Парадокс в том, — вдумчиво пишет современный критик, — что в стихах Тютчева, где громов, огней и прочего стихийного пламенного раздора предостаточно, примирительного елея почти нет. И продолжает: не “примирительный елей, а отчаянные попытки “заговорить” боль и ужас, раствориться в невозможных, отчаянных, не сулящих оправдания, но неодолимо рвущихся на волю словах.
Бедный исследователь!

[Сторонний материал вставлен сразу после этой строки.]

Issue #856, opened 2023-03-03
CI job to create pelorus-exporter quay.io/pelorus/pelorus-webhook-exporter images.


mpryc:
Create CI job to build our webhook-exporter and store it in the quay.io similarly to our exporters.

A new quay.io/pelorus/pelorus-webhook-exporter registry is already set up for this.

For more information please see the relevant PRs:
  #844 
  #836

Issue #857, opened 2023-03-03
Create documentation for the webhook-exporter


mpryc:
The webhook exporter is a new type of exporter and should be documented on how to communicate with it. 

Also a well defined schema for different metrics should be part of that documentation, so the users should have clear instructions what data is expected to be delivered.

For more information please see the relevant PRs:
https://github.com/konveyor/pelorus/pull/844
https://github.com/konveyor/pelorus/pull/836

mateusoliveira43:
Important: add how to create custom plugins in the documentation

PR #859, opened 2023-03-03
Add GitHub Actions to build the webhook exporter

mpryc:
Covers building webhook exporter and pushing it to the quay.io repository for the commit, pre-release and release events.

Documentation will be covered as part of the #857, however here one link was added as it's directly pointing to the quay image which will be built by those actions.

Depends on: #836

@redhat-cop/mdt

### DIFF
--- a/.github/workflows/build-pelorus.yml
+++ b/.github/workflows/build-pelorus.yml
@@ -131,3 +131,32 @@ jobs:
           registry: ${{ env.imageregistry }}/${{ env.imagenamespace }}
           username: ${{ secrets.QUAY_USERNAME }}
           password: ${{ secrets.QUAY_PASSWORD }}
+
+
+  build-webhook:
+    runs-on: ubuntu-20.04
+    steps:
+      - name: Checkout
+        uses: actions/checkout@v3
+
+      # Setup S2i and Build container image
+      - name: Setup and Build
+        id: build-exporter
+        uses: redhat-actions/s2i-build@v2
+        with:
+          image: 'pelorus-webhook-exporter'
+          path_context: 'exporters'
+          builder_image: ${{ env.builder_image }}
+          tags: ${{ env.latesttag }} ${{ github.sha }}
+          log_level: ${{ env.s2i_log_level }}
+
+
+      # Push Image to Quay registry
+      - name: Push To Quay Action
+        uses: redhat-actions/push-to-registry@v2
+        with:
+          image: ${{ steps.build-exporter.outputs.image }}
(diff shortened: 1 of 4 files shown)


mpryc:
Fixes #856

.github/workflows/pre-release.yml
```diff
@@ -57,3 +57,13 @@ jobs:
           registry: ${{ env.imageregistry }}
           registry_username: ${{ secrets.QUAY_USERNAME }}
           registry_password: ${{ secrets.QUAY_PASSWORD }}
+
+      - name: Tag failure with (pre)released version
```
mateusoliveira43, line 61: webhook instead of failure

.github/workflows/build-pelorus.yml
```diff
@@ -131,3 +131,32 @@ jobs:
...
+      - name: Checkout
+        uses: actions/checkout@v3
+
+      # Setup S2i and Build container image
+      - name: Setup and Build
+        id: build-exporter
+        uses: redhat-actions/s2i-build@v2
+        with:
+          image: 'pelorus-webhook-exporter'
+          path_context: 'exporters'
```
mateusoliveira43, line 148: I think this ok, but I want to understand how this works. 

It builds the whole exporters package on it container? It build only webhook on it (and each exporter on the other ones)?

mateusoliveira43: Alright, checked it out, it builds everything. And then my question is: why have 4 equal images in quay? (the `pelorus-{{type}}-exporter` ones, basically what changes them is the `APP_FILE` environment variable)

I did the steps of the action, got `2si` executable from https://github.com/openshift/source-to-image and run `./s2i build exporters registry.access.redhat.com/ubi8/python-39 pelorus-webhook-exporter:latest --loglevel 2`. 

Then run `docker container run -ti --rm -e APP_FILE=webhook/app.py pelorus-webhook-exporter` to test out, and worked. Should we add a test job for checking the image entrypoint? (for the webhook looks easier, the other exporters need kube-config file, I think)

.github/workflows/pre-release.yml
mpryc: fixed

.github/workflows/build-pelorus.yml
mateusoliveira43: Alright, we can think about it later. But I would like that we have a issue related to that, so we do not lose track.

mateusoliveira43: created it https://github.com/konveyor/pelorus/issues/862

Issue #860, opened 2023-03-06
Config options other then specified in the open api schema are not used


mpryc:
Issue with additional config options for the pelorus instance, which are not used if they are not specified in the openapi schema.

PR #861, opened 2023-03-06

Примирительный елей, он же гармония, он же просветление, редко имеет прямое отношение к содержанию поэзии. “Душемутительный поэт” Баратынского постигает “меру вышних сил” “в борьбе с тяжелою судьбою” и покупает их выражение “сердечных судорог ценою”. Уж каким мастером непосредственной, в открытую выраженной гармонии был Пушкин! И то: “На холмах Грузии лежит ночная мгла; шумит Арагва предо мною. Мне грустно и легко, печаль моя светла; печаль моя полна тобою…”
Как смысл жизни заключен в самом ее течении, так и гармония возникает из самого существования поэтической речи. Тут мы согласимся с критиком — если речь о боли и ужасе, об отчаянии, то она именно заговаривает эти состояния, воплощает их в Слово. “Поплачь, поплачь, полегче будет”, — говорим мы близким в самые тяжелые минуты. Трагическая поэзия — именно такой очищающий плач: О Господи!.. и это пережить… И сердце на клочки не разорвалось…
Пользуясь словами того же Баратынского: “Болящий дух врачует песнопенье. Гармонии таинственная власть тяжелое искупит заблужденье и укротит бунтующую страсть. Душа певца, согласно излитая, разрешена от всех своих скорбей; и чистоту поэзия святая и мир отдаст причастнице своей”.